The Government of Canada announced that it has formally submitted its Nationally Determined Contribution (NDC) to the United Nations, committing the country to cut greenhouse gas (GHG) emissions by 40% – 45% by 2030, on a 2005 base.
Nationally Determined Contributions are a key piece of countries’ obligations under the Paris Agreement, outlining their interim commitments on the pathway to net zero. The NDC submission follows Canada’s announcement last year of a commitment to reach net zero emissions by 2050. The 2030 goal was initially introduced earlier this year at the U.S.-hosted Leaders Summit on Climate.
Along with the NDC submission, the government outlined several of the initiatives it is pursuing in order to achieve its new climate goals. These include grants for energy efficiency and climate resiliency-focused home retrofits, funding for green building initiatives, infrastructure planning, public transportation investments, zero emissions vehicle legislation, and renewable energy development, among others.
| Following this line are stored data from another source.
PR #29071, opened 2025-01-14
AP_Mission: better deal with home being in index 0.

IamPete1:
This is a result of the discussion on https://github.com/ArduPilot/ardupilot/pull/29039. The two key things are:

- `AP_Mission::add_cmd` will add home if needed and then add the passed in command so that the passed in command is always added and not lost in index 0.
- `AP_Mission::replace_cmd` will not replace the command in index 0, but it does still return true in that case.
- `AP_Mission::write_home_to_storage` will set `_cmd_total` to 1 if it is 0.

There are also a number of clean ups and bug fixes:

- new `present()` method on mission which consolidates all the places that were trying to tell if there was a mission. We had been using `mission.num_commands() > 1` and `mission.num_commands() <= 1` or ` mission.num_commands() < 2`  for not present. This also replaces `mission.num_commands() == 0` which copter was using incorrectly for `AUX_FUNC::SAVE_WP`
- Fixes the lack of a workaround in copter `AUX_FUNC::SAVE_WP` and remove the need for the workaround in rover `AUX_FUNC::SAVE_WP`
- AHRS now directly calls mission `write_home_to_storage` so it will always be upto date and we don't have to do it in rover and plane manually.

The AHRS auto set of the home mission item is the only one users might notice, this was only done on plane and rover previously. Because it now also updates `_cmd_total` it is now more likely to be 1 than 0 with no mission loaded.

### DIFF
--- a/libraries/AP_Mission/AP_Mission.cpp
+++ b/libraries/AP_Mission/AP_Mission.cpp
@@ -971,6 +971,11 @@ void AP_Mission::write_home_to_storage()
     home_cmd.id = MAV_CMD_NAV_WAYPOINT;
     home_cmd.content.location = AP::ahrs().get_home();
     write_cmd_to_storage(0,home_cmd);
+
+    // Make sure command total reflects that home has been added
+    if (_cmd_total < 1) {
+        _cmd_total.set_and_save(1);
+    }
 }
 
 MAV_MISSION_RESULT AP_Mission::sanity_check_params(const mavlink_mission_item_int_t& packet)
--- a/libraries/AP_Mission/AP_Mission.cpp
+++ b/libraries/AP_Mission/AP_Mission.cpp
@@ -498,6 +498,11 @@ bool AP_Mission::start_command(const Mission_Command& cmd)
 ///     cmd.index is updated with it's new position in the mission
 bool AP_Mission::add_cmd(Mission_Command& cmd)
 {
+    // Add home if its not already present
+    if (_cmd_total < 1) {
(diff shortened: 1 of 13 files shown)


IamPete1:
I have updated the copter `RecordThenPlayMission` test to expect  the takeoff as the first item (the test was enforcing that adding the takeoff did not work).

IamPete1:
I have updated mission write to not change `_last_change_time_ms` if index 0 is being written, not of the things checking it look at waypoint 0 in an case so this ensures we not triggering things to re-fetch the mission now we do write to index 0 more often.

libraries/AP_Mission/AP_Mission.cpp
```diff
@@ -498,6 +498,11 @@ bool AP_Mission::start_command(const Mission_Command& cmd)
 ///     cmd.index is updated with it's new position in the mission
 bool AP_Mission::add_cmd(Mission_Command& cmd)
 {
+    // Add home if its not already present
+    if (_cmd_total < 1) {
```
tridge, line 502: i think we need a check for index 0 in set_item, triggering add of home, return true, otherwise it could break currently working scripts

tridge (changes requested):

libraries/AP_Mission/AP_Mission.cpp
IamPete1: Fixed

tridge (approved):

rmackay9 (approved):

PR #29073, opened 2025-01-14
Rover: add require-position-for-arming option

peterbarker:
Extracted from https://github.com/ArduPilot/ardupilot/pull/29066 as it's really a separate feature

Tested in SITL, including autotest

### DIFF
--- a/Rover/AP_Arming_Rover.cpp
+++ b/Rover/AP_Arming_Rover.cpp
@@ -34,7 +34,9 @@ bool AP_Arming_Rover::rc_calibration_checks(const bool display_failure)
 // performs pre_arm gps related checks and returns true if passed
 bool AP_Arming_Rover::gps_checks(bool display_failure)
 {
-    if (!rover.control_mode->requires_position() && !rover.control_mode->requires_velocity()) {
+    if (!require_location &&
+        !rover.control_mode->requires_position() &&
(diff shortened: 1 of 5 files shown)


Rover/Parameters.cpp
```diff
@@ -694,6 +694,12 @@ const AP_Param::GroupInfo ParametersG2::var_info[] = {
     // @Path: mode_circle.cpp
     AP_SUBGROUPINFO(mode_circle, "CIRC", 57, ParametersG2, ModeCircle),
 
+    // @Param: DRIVE_OPTIONS
+    // @DisplayName: Drive Options
+    // @Description: Rnadom behavioural changes for the vehicle
```
Hwurzburg, line 699: spelling

peterbarker: Fixed, thanks

rmackay9:
Hi @peterbarker, thanks for this.  I've already commented on the other PR but shouldn't this be in ARMING_OPTIONS?  I see in Copter we've put it in flight options but I wonder why..

Rover/Parameters.cpp
peterbarker: We've moved to a different parameter now

rmackay9 (approved):
thanks!

Issue #29072, opened 2025-01-14
Inconsistency in SITL JSON interface example


Tuxliri:
https://github.com/ArduPilot/ardupilot/blob/4088ab91c62d7ad1f4472df461061ff84ede1433/libraries/SITL/examples/JSON/C%2B%2B/minimal.cpp#L71-L76

In the example above the IMU is supposed to have a FRD (x-axis pointing forward, y-axis pointing right and z-axis pointing down) orientation. In this case the expected measured acceleration in the line above should be `9.81` rather than `-9.81`. Is this correct or did I understand this incorrectly?

Tuxliri:
Okay I have figured this out. When the drone is on a surface the accelerometer of the imu senses the counteracting force of the flat surface pushing up against gravity, thus an upward acceleration of `9.81 m/s^2`. In the FRD body reference frame (*z-axis pointing down*) this is an acceleration of `-9.81 m/s^2`.

Tuxliri:
Added a clarification in the code.

PR #29074, opened 2025-01-14
Added comment to clarify IMU acceleration value

Tuxliri:
Clarifying IMU reading value, as noted in #29072.

### DIFF
--- a/libraries/SITL/examples/JSON/C++/minimal.cpp
+++ b/libraries/SITL/examples/JSON/C++/minimal.cpp
@@ -67,6 +67,12 @@ int main() {
         ap.setWindvane(1 , 1);
         ap.setRangefinder(rangefinder_example, 6);
 
+        /* 
+        When the drone is on a surface the accelerometer of the imu senses the counteracting 
+        force of the flat surface pushing up against gravity, thus an upward acceleration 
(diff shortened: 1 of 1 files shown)


rmackay9:
Hi @Tuxliri,

Txs for this.  Could you update the commit title to prefix it with "SITL: "?  We like to prefix all our commits with the subsystem or folder name where the change is made because it makes backporting easier.  To be clear, I meant the **commit** title, not the PR title.

Tuxliri:
@rmackay9 done!

IamPete1:
Did you find the readme? https://github.com/ArduPilot/ardupilot/blob/master/libraries/SITL/examples/JSON/readme.md Do you think we should add the clarification there too?

Tuxliri:
@IamPete1 this is example-specific not related to the JSON protocol per-se. But it would be useful to add a section to the README with a description of the reference frames used and this could be an example there. I have written a Jupyter notebook to explain this [link](https://docs.duckietown.com/ente/devmanual-duckiematrix/developing/physics/rotorpy-ardupilot-conventions.html), I can sum it up in the readme.

peterbarker:
@IamPete1 are you happy with this?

Additionally, the government confirmed that the minimum price on carbon pollution will increase by $15 per tonne each year starting in 2023 through to 2030.
Jonathan Wilkinson, Canada’s Minister of Environment and Climate Change, said:
“Canada’s ambitious new 2030 emissions target, our Canadian Net Zero Emissions Accountability Act and net-zero goal for 2050 are more than just plans for tackling climate change—as necessary as those are. By rewarding innovation and putting a cost on pollution, we are clearing the path to a cleaner, more competitive economy that benefits our children and grandchildren, and leaves a healthier world for those who follow.”